After 5 and 1/2 years with the disease I can confidently tell you that the doctors and diabetic nurses contradict one another and say a lot of shit that doesn't make much sense. Diabetes is not an exact science. He shouldn't avoid sugar or carbohydrates, it's literally impossible (also, he would probably die) - but he needs to inject the right amount of insulin for *any carbohydrates he eats*, or he risks getting gastroparesis (a horrible neurodegenerative complication that makes your stomach stop digesting, and they'll fit him a feeding tube for him to eat every single time), blindness (sudden, not a bit at a time, the retina detatches and you're fucked), kidney failure (they'll regularly have to clean up your blood through a machine, it's called dialysis and it's extremely unpleasant), amputation of the feet, and more. He absolutely needs to get it sorted.
Probably, after two years, you wouldn't. The trouble for a diabetic is not the injections, it's mainly psychological - people not understanding your situation or looking at him weird when he injects, having to jump through hoops in order to obtain medication, or even just the thought of no longer being independent from "the system". Give your mate all the support you can, but he absolutely needs to pull his head out of his arse before he ruins his life and face his problem. Diabetes won't go away just because he throws temper tantrums. Suggest to him to get on a diabetic forum, that helps really really much.
Best of luck to your friend, dude.
Posted 22 March 2012 - 07:43 PM
(I hope nobody has already posted this, if so, sorry!).

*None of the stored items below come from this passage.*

Issue #1181, opened 2026-09-01
[P2.35] CredentialManager blocks forever when the OS keyring backend is present but unresponsive


frankbria:
Found while running the full suite for #1170 (unrelated change — the diff does not touch `credentials.py`).

## Symptom

`uv run pytest tests/ --ignore=tests/e2e -m "not lifecycle"` wedged at 92% on
`tests/ui/test_real_login_and_route_auth_949.py::TestARealLoginTokenIsAccepted::test_that_token_opens_a_protected_v2_endpoint`
and stayed there for **over an hour** — 1.5% CPU, no children, log untouched for 58 minutes.
`pytest-timeout` did not fire (neither `--timeout-method=signal` nor `thread`).

Isolated, with nothing else involved:

```
$ timeout 25 uv run python -c "
from codeframe.core.credentials import CredentialManager, CredentialProvider
CredentialManager().get_credential(CredentialProvider.LLM_ANTHROPIC)"
Terminated          # exit 143

$ PYTHON_KEYRING_BACKEND=keyring.backends.fail.Keyring uv run python -c ...
constructed 0.09
get_credential 0.0 -> unset
```

## Cause

`credentials.py` documents "platform keyring as primary storage with encrypted file
fallback ... when keyring unavailable". `_check_keyring` implements *unavailable* as
"raises, or is the fail backend":

```python
try:
    kr = keyring.get_keyring()
    if "fail" in kr.__class__.__name__.lower():
        return False
    return True
except Exception:
    return False
```

A backend that is **installed and selected but unresponsive** raises nothing — it blocks.
On a headless box (WSL2 here, but any container or SSH session without a running D-Bus
session bus qualifies) the SecretService backend is importable and gets selected, and the
D-Bus call then waits with no timeout. So the fallback never engages and the caller hangs.

## Why it matters beyond tests

`GET /api/v2/settings/keys` reaches this through `_build_status` on a
`get_credential_manager_readonly` dependency. An unresponsive keyring therefore hangs a
server request thread indefinitely rather than returning or degrading — and the same
blocking read sits under every CLI/agent credential lookup. There is no timeout anywhere
on that path.

Note the module already anticipates the headless case ("a headless server with no keyring",
`credentials.py:265`) — it just detects it by exception, which is the wrong signal.

## Suggested fix

Bound the keyring probe and the reads by time, not just by exception: run
`_check_keyring` (and ideally the first `get_password`) under a short timeout and treat a
[...]

Issue #1110, opened 2026-08-09
[P1.39] LLM provider errors surface as raw JSON dicts on the first-run path


frankbria:
> Found by the #614 cold-start walkthrough on a clean container, following only the README. Priority **P1.39** — severity `high`, category `ux`. Blocks the beta conversion path.

## Problem

The two most likely first-run failures — a bad API key and a dead model ID — both surface as a raw Python-repr of the provider's JSON error. This is the *first* thing a new user sees, at the *first* AI-backed command in the README quickstart.

Bad key:

```
$ cf prd generate
Using template: Standard PRD
Error: Error code: 401 - {'type': 'error', 'error': {'type':
'authentication_error', 'message': 'API key is invalid.'}, 'request_id': None}
```

Dead model:

```
$ cf prd generate
Using template: Standard PRD
Error: Error code: 404 - {'type': 'error', 'error': {'type': 'not_found_error',
'message': 'model: claude-3-5-haiku-20241022'}, 'request_id':
'req_011CdriPN8FW32UUNgw1FSFM'}
```

Neither tells the user what to do. The 401 does not name `ANTHROPIC_API_KEY`, does not say which provider was resolved, and does not point at `cf env check`. The 404 exposes an internal model constant the user never chose and cannot act on.

The message is produced by the catch-all `except Exception as e: console.print(f"[red]Error:[/red] {e}")` at the bottom of `prd_generate` (`codeframe/cli/app.py:1695-1697`), which stringifies whatever the SDK raised.

## Why this matters more than a normal error-message nit

This is the conversion path. A user who installs from the README and hits an unreadable dict on their first command has no reason to believe the rest works. `cf prd generate` is the entry point to the THINK pillar, which is the product's differentiator.

## Acceptance criteria

- [ ] Provider auth failures (401) produce an actionable message naming the resolved provider, the env var that was read, and a next step (`cf env check`)
- [ ] Provider model-not-found (404) produces a message naming the configured model and the `CODEFRAME_*_MODEL` override that controls it — not a raw dict
- [ ] Rate limit (429) and overloaded (529) get the same treatment
- [ ] The raw provider payload is still available under `--verbose` / in the event log, not lost
- [ ] Applies to every LLM-backed command, not just `cf prd generate` (`tasks generate`, `work start --execute`, `prd stress-test`)
- [ ] A test asserts the mapped message for at least the 401 and 404 cases

## Evidence

[...]

Issue #766, opened 2026-07-03
[P2.17] Enable extended thinking correctly or drop it (`betas=` kwarg is dead against installed SDK)


frankbria:
**Severity:** medium  |  **Category:** correctness  |  **Phase:** P2.17

## Problem
`messages.stream(betas=[...])` raises `TypeError` on anthropic 0.70.0 and is swallowed by a blanket `except Exception` that retries without it — so extended thinking never activates and every interactive turn wastes a failed call + retry.

## Evidence
`codeframe/adapters/llm/anthropic.py:218`

## Acceptance criteria
Use `client.beta.messages.stream(..., thinking={"type":"enabled","budget_tokens":N})` when requested, or remove the feature; narrow the except to `TypeError` so real API errors surface.

## Dependencies
None

---
<sub>Filed from the SaaS launch-readiness audit. Atomic: one developer, one session. Work order: strictly P0.1 → P3.12 (no forward dependencies).</sub>

PR #1182, opened 2026-09-01
feat(adapters): migrate the Anthropic adapter to the 1.x SDK, lift the <1.0 ceiling (#1170)

frankbria:
Refs #1170. (Deliberately not `Closes` — the issue is closed after post-merge verification.)

## What this does

0.9.3 capped `anthropic<1.0` to stop the bleeding from #1168. That froze us on the 0.x line. This migrates the adapter and moves the pin to `>=1.0,<2` — **the major ceiling stays**, because the ceiling is the lesson (#614), not the version.

## The issue's premise was wrong on one point

The issue's first scope item says: *"Confirm where sampling parameters live in 1.x (`output_config`)"*. They don't live anywhere.

Probing a real `anthropic` 1.2.0 install: `output_config` is `{effort, format}` — it has nothing to do with sampling — and `grep -r temperature` over the installed package returns **zero hits**. `temperature`/`top_p`/`top_k` were *removed* from the SDK, not relocated. So a parameter rename was never available.

## What was done instead

`temperature` now travels in `extra_body`, which the SDK merges into the request JSON verbatim. Verified by decoding the actual request body through a mock transport:

```
body keys: ['max_tokens', 'messages', 'model', 'temperature']
temperature in body: 0.0
```

This keeps the **#767 invariant** intact — `temperature=0.0` is a real request for deterministic sampling, never "unset" — and the request on the wire is unchanged from 0.x.

This is the route the Anthropic SDK's own 0.x→1.x upgrade guide prescribes for exactly this case: a call that pins a model which still accepts sampling *and* visibly depends on the setting. CodeFrame's defaults (`claude-sonnet-4-5`, `claude-haiku-4-5`) are in that set. The families that reject sampling (Opus 4.7+, Opus 5, Sonnet 5) **rejected it on 0.x too**, so this is behavioural parity, not a new limitation.

## The #614 guard needed rebalancing, not just an updated kwarg set

Simply swapping `temperature` → `extra_body` in `ADAPTER_KWARGS` would have quietly gutted the guard. `temperature` was a real bet on the SDK signature; `extra_body` is generic plumbing that will never vanish, so the signature check alone stops guarding the install path.

So the guard now carries two halves — the signature check, plus a wire-level test that drives the installed client through a mock transport and decodes the request body, failing if `extra_body` ever stops being merged. It lives in `test_sdk_kwargs_guard_614.py` on purpose: that file and `test_model_defaults_guard_1112.py` are what the **Unlocked Resolution** workflow runs against a no-lockfile resolution, and a guard that job cannot see is not guarding a fresh `uv tool install`.

## Verification

Every acceptance criterion, with the evidence:

| Criterion | Evidence |
|---|---|
| Adapter calls 1.x without removed kwargs | `complete` / `async_complete` / `stream` send `extra_body`; `async_stream` never sent sampling |
| `temperature=0.0` still reaches the API (#767) | 4 tests, incl. one decoding the real HTTP body |
| Streaming + tool-use verified, **not just compiled** | live against the API on 1.2.0 — see below |
| Ceiling lifted; guard green on 1.x | `anthropic>=1.0,<2`; guards 14/14 |
| Cold-start harness green on a source install | full run, matches documented baseline |

**Live run against the real API on `anthropic` 1.2.0** (`claude-haiku-4-5` / `claude-sonnet-4-5`):

```
1. complete()      -> 'PONG' stop=end_turn tokens=14/6
2. tool use        -> stop=tool_use calls=[('get_weather', {'city': 'Paris'})]
3. tool result     -> 'The weather in Paris is currently **12°C ... and raining**'
4. stream()        -> 2 chunks, joined='1 2 3'
5. async_stream()  -> text='HELLO', stop_reason=end_turn, tokens=15/5
6. beta thinking   -> thinking_deltas present, answer correct, usage 52/182
```

Path 6 covers the `beta.messages.stream(betas=..., thinking=...)` branch and its #766 `TypeError` fallback, which the plain stream test does not reach.

**`map_provider_error` (#1110) re-checked against real 1.x exception types** — the scope item asked for this and the mapping is class-name-based, so a rename would have silently broken it:

```
401 -> LLMAuthError            403 -> LLMAuthError
404 -> LLMModelNotFoundError   429 -> LLMRateLimitError
500 -> LLMOverloadedError
```

**Unlocked resolution reproduced locally** — the check that exists because #1112 and #1168 both shipped DOA while every other gate was green. A fresh venv, `uv pip install .` (ranges, no lockfile), resolves `anthropic 1.2.0` + `httpx2`, and both guards pass **14/14** against that env.

**Cold-start cleanroom on a source install** — 12/14 steps OK. The two failures are the documented pre-existing baseline, not regressions:

| Step | This run | Documented baseline (`docs/demos/quickstart-cleanroom.md`) |
|---|---|---|
| `6-work-start` | FAIL 247s exit 1, blocker filed | FAIL 163s/179s exit 1 — "the agent files a blocker rather than guessing (exit 1, by design)" |
| `6-proof-run` | FAIL exit 2 | FAIL exit 2 — open issue #1173 |

Every LLM-backed step passed on 1.x: `prd generate` 67s, `tasks generate` 28s, 247s of real agent iterations across three gate cycles.

**Full suite**: `6497 passed, 19 skipped, 0 failed` (9m26s). **Ruff**: clean.

**Third-party review** (pre-PR, on the branch diff at `7af44d7b`): `codex review` / `gpt-5.5` — *"The Anthropic SDK migration updates the adapter calls and guard tests consistently, and the targeted adapter tests pass under the updated lockfile. I did not identify any introduced, actionable correctness issues in the diff."*

## What was NOT needed (and why, so a reviewer doesn't wonder)

- **No `httpx` → `httpx2` migration.** 1.x moves its HTTP layer to `httpx2`, but that only matters for `httpx` objects crossing the SDK boundary. This adapter passes the SDK no `http_client`, no transports, no `Timeout`. The repo's other `httpx` use (GitHub, telemetry) never touches the SDK. Verified separately that `anthropic.NotFoundError(response=httpx.Response(...))` still constructs, so `test_model_defaults_guard_1112.py` needs no change either.
- **No Python floor bump.** 1.x needs ≥3.10; `requires-python` is already `>=3.11`.
- **Nothing else from the upgrade guide applies.** Not present in this repo: `with_raw_response`, `completions.create`, `HUMAN_PROMPT`/`AI_PROMPT`, raw `output_format={...}`, `compaction_control`, `parse(stream=)`, `Stream` isinstance checks, Bedrock clients, `top_p`/`top_k`.
- **`httpx2` is not declared as a dependency.** It arrives with `anthropic`, confirmed present in the unlocked no-lockfile resolution above — which is the environment that matters.

## Known limitations

1. **Sampling is still unusable on Opus 4.7+ / Opus 5 / Sonnet 5.** Those models 400 on any `temperature`, including the default. A user who overrides `CODEFRAME_LLM_MODEL` to one of them hits that — exactly as they did on 0.x. Fixing it means teaching the adapter which model families accept sampling; that is a behaviour change, out of scope here, and worth its own issue if anyone actually asks for those models.
2. **`async_stream` sends no `temperature` at all** — it never did, on 0.x either. So the ReAct streaming path runs at the API default rather than deterministic sampling. Pre-existing and untouched; flagged because #767 is about determinism and a reader may expect symmetry.

## Encountered but out of scope

Filed **#1181** (P2.35): `CredentialManager` blocks forever when the OS keyring backend is present but unresponsive. Found because it wedged the full suite for over an hour at 92%; `credentials.py` is not in this diff, and it reproduces with no `anthropic` involvement at all. The "keyring unavailable → file fallback" path only catches *exceptions*, never *hangs*, so a headless box with no D-Bus session bus hangs every credential read — including the `GET /api/v2/settings/keys` request handler. Local workaround: `PYTHON_KEYRING_BACKEND=keyring.backends.fail.Keyring`.

### DIFF
--- a/CHANGELOG.md
+++ b/CHANGELOG.md
@@ -7,6 +7,25 @@ and this project aims to follow [Semantic Versioning](https://semver.org/spec/v2
 
 ## [Unreleased]
 
+### Changed
+
+- **The Anthropic adapter runs on the `anthropic` 1.x SDK; the `<1.0` ceiling is
+  lifted to `>=1.0,<2` (#1170).** 0.9.3 capped the SDK to stop the bleeding from
+  #1168, which froze the project on the 0.x line. 1.x removed `temperature`,
+  `top_p` and `top_k` from `Messages.create()`; they did **not** move to
+  `output_config` (that parameter is `{effort, format}`). The adapter now sends
+  `temperature` in `extra_body`, which the SDK merges into the request JSON
+  verbatim — so the request on the wire is unchanged, and the #767 invariant
+  holds: `temperature=0.0` is a real request for deterministic sampling, never
+  "unset". Sampling is still accepted by the API on the models CodeFrame
+  defaults to (`claude-sonnet-4-5`, `claude-haiku-4-5`); the newer families that
+  reject it (Opus 4.7+, Opus 5, Sonnet 5) rejected it on 0.x too, so this is
+  behavioural parity rather than a new limitation. Verified against the live API
+  on 1.2.0 across all five paths the adapter uses — completion, tool use, tool
+  results, sync streaming, and async streaming including the interleaved-thinking
+  beta branch. No `httpx` -> `httpx2` work was needed: the adapter hands the SDK
+  no `httpx` objects. The major ceiling stays on purpose.
+
 ### Fixed
 
 - **Self-correction token/cost records were silently dropped (#1168 follow-up).**
--- a/CLAUDE.md
+++ b/CLAUDE.md
@@ -196,6 +196,8 @@ path the README documents while every gate was green:
 
 So: **a floor-only pin on an SDK is a latent DOA release.** Cap the major on
 anything whose call signature we depend on, and remember the lockfile hides it.
+The adapter now runs on `anthropic` 1.x and the pin is `>=1.0,<2` (#1170) — the
+*ceiling* is the lesson, not the version, so do not make it floor-only again.
 `tests/adapters/test_sdk_kwargs_guard_614.py` catches the drift once it reaches
 the lock. Before that, the **Unlocked Resolution** workflow
 (`.github/workflows/unlocked-resolution.yml`, #1169) catches it: it resolves the
@@ -205,6 +207,16 @@ runs daily on a schedule — this break arrives from upstream, so it can appear 
 a day nobody pushed — on PRs touching `pyproject.toml` or the guards, and as a
 required gate on `release.yml`. `tests/ci/test_unlocked_resolution_guard_1169.py`
 pins those properties.
+
+#1170 moved where the risk lives, so the #614 guard now carries two halves. The
+signature check stayed, but it got weaker: `temperature` was a real bet on the
+signature, while `extra_body` — where `temperature` travels on 1.x — is generic
+SDK plumbing that will never vanish. The second half is a wire-level test that
+drives the installed client through a mock transport and decodes the request
+body, so it fails if `extra_body` ever stops being merged into the request. It
+lives in that same file deliberately: this file and
+`test_model_defaults_guard_1112.py` are what Unlocked Resolution runs, and a
+guard that the unlocked job cannot see is not guarding the install path.
 
 That job needs no API key and takes seconds, so it is not a replacement for the
 cold-start harness: it checks the *resolution*, the harness checks the
--- a/codeframe/adapters/llm/anthropic.py
+++ b/codeframe/adapters/llm/anthropic.py
@@ -124,7 +124,13 @@ class AnthropicProvider(LLMProvider):
         # Pass temperature unconditionally: temperature=0.0 is a valid request
         # for deterministic sampling, not "unset". Guarding on `> 0` silently
         # dropped it and let the API default to 1.0 (#767).
-        kwargs["temperature"] = temperature
+        #
+        # It rides in extra_body because anthropic 1.x dropped the sampling
+        # kwargs from the typed signature (#1170); the SDK merges extra_body
+        # into the request JSON verbatim, so the wire request is unchanged. The
+        # model families that reject sampling (Opus 4.7+, Opus 5, Sonnet 5)
+        # rejected it on 0.x too — parity, not a new limitation.
+        kwargs["extra_body"] = {"temperature": temperature}
 
         if system:
             kwargs["system"] = system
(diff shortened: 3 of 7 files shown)


frankbria:

Reviewer: **`codex review` / `gpt-5.5`** (opencode/GLM skipped — it has a recorded habit on this machine of writing to the repo during review and timing out with zero output).

The branch head is unchanged since the pre-PR pass (`7af44d7b`), so this is that review's output rather than a re-run of the identical diff.

**Verdict: no actionable findings.**

> The Anthropic SDK migration updates the adapter calls and guard tests consistently, and the targeted adapter tests pass under the updated lockfile. I did not identify any introduced, actionable correctness issues in the diff.

It reached that verdict having independently introspected `messages.create` / `messages.stream` / `beta.messages.stream` signatures on both 0.71.0 and 1.2.0, read the full `errors.py`, grepped every `anthropic.` call site in `codeframe/` and `tests/`, and run `pytest tests/adapters` itself — not from the diff alone.

Review prompts it was pointed at, all clear: correctness of the `extra_body` route; whether a caller could pass its own `extra_body` and be clobbered (no caller can — `extra_body` is built inside the adapter and is not on the `LLMProvider.complete` signature); whether the guard tests still guard anything real (addressed by the wire-level test, see the PR body); and whether anything in the pin/lock change could produce a dead-on-arrival fresh install (checked directly by reproducing the Unlocked Resolution job — 14/14 against a no-lockfile resolve of the new ranges).

frankbria:
Thanks — acted on the first of the three observations, skipped the other two deliberately.

**Fixed (`a5fd159b`): wire-level coverage for `stream()`.** You were right that this is a gap, and specifically it was a gap in this PR's *own* argument. The guard file now asserts that a signature check on `extra_body` proves nothing, because `extra_body` is generic plumbing that will never disappear — and then left `stream()` resting on exactly that check. `messages.stream()` is a separate SDK entry point with its own signature and its own stream manager, so "create merges `extra_body`" is not evidence that stream does.

`test_temperature_reaches_the_stream_request_body_too` now drives the installed client through a mock transport returning a minimal well-formed SSE reply and asserts the decoded request body carries `temperature`, plus that the text actually streams back (so the test can't pass on a request that was never really made). Verified against the unlocked no-lockfile resolution as well — the environment Unlocked Resolution builds — 16 passed there.

`async_complete` is still covered by the sync `create` test rather than its own: it is the same `messages.create` method on the async client, so it shares the merging path that the wire test pins. `stream` was the genuinely distinct one.

**Not doing — `kwargs` typing inconsistency.** Agreed with your read: pre-existing, unrelated to this diff, and not worth dragging into an SDK migration.

**No action — `output_config` note.** Noted; it is already in the PR body for exactly that reason, since it was the issue's stated hypothesis and a reader would otherwise re-walk the dead end.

Edit #1: Whoops! Screwed that one up nicely. Having a look for the right one now.
Edit #2: Here is the actual full article: http://goo.gl/PvyuT
What a way to do a first post.
This post has been edited by bogcotton: 22 March 2012 - 07:52 PM
Posted 22 March 2012 - 08:02 PM
So this article could explain why.
Posted 22 March 2012 - 09:08 PM
I allways get thirsty when smkoing and drink way more stooned.
that's because it lowers your pressure. Being thirsty is no evidence of kidney damage. Eating sugar, fat or salt makes you thirsty, but I have never heard of that being bad for the kidneys (if you do it in moderation, of course).
Posted 23 March 2012 - 01:56 PM
So this article could explain why.
I think that's just you being well controlled and having low blood sugar a lot. It's pretty well the same thing as non-diabetics getting the munchies, which is probably something to do with smoking triggering insulin release or something and could be taken as evidence for smoking being good for diabetics.
Posted 23 March 2012 - 02:47 PM
So this article could explain why.
I'm the same. But I find that all I need is a *little* something sweet immediately after smoking and a pint of water. I avoid smoking on an empty stomach. Sativas seem to affect blood sugar more than Indicas.